━━ Records for processing

PR #5591, opened 2023-02-09
Livesearch enhancements

gizmocuz:


www/js/domoticz.js
```diff
@@ -6282,6 +6282,89 @@ function fromInstanceOrFunction(functionTemplate = f => f()) {
...
+		return current_data;
+	return current_data + " " +  new_value;
+}
+
+GenerateLiveSearchTextDefault = function (item) {
+	var searchText = "";
+	searchText = AddToLiveSearch(searchText, item.idx);
+	searchText = AddToLiveSearch(searchText, item.Name);
+	searchText = AddToLiveSearch(searchText, item.Description.replace('"',"'"));
+	searchText = AddToLiveSearch(searchText, item.Type);
```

━━━━

*Your goal*. Print out an identical copy of the whole listing.

*Solution for this exercise*.
PR #5591, opened 2023-02-09
Livesearch enhancements

gizmocuz:


www/js/domoticz.js
```diff
@@ -6282,6 +6282,89 @@ function fromInstanceOrFunction(functionTemplate = f => f()) {
...
+		return current_data;
+	return current_data + " " +  new_value;
+}
+
+GenerateLiveSearchTextDefault = function (item) {
+	var searchText = "";
+	searchText = AddToLiveSearch(searchText, item.idx);
+	searchText = AddToLiveSearch(searchText, item.Name);
+	searchText = AddToLiveSearch(searchText, item.Description.replace('"',"'"));
+	searchText = AddToLiveSearch(searchText, item.Type);
```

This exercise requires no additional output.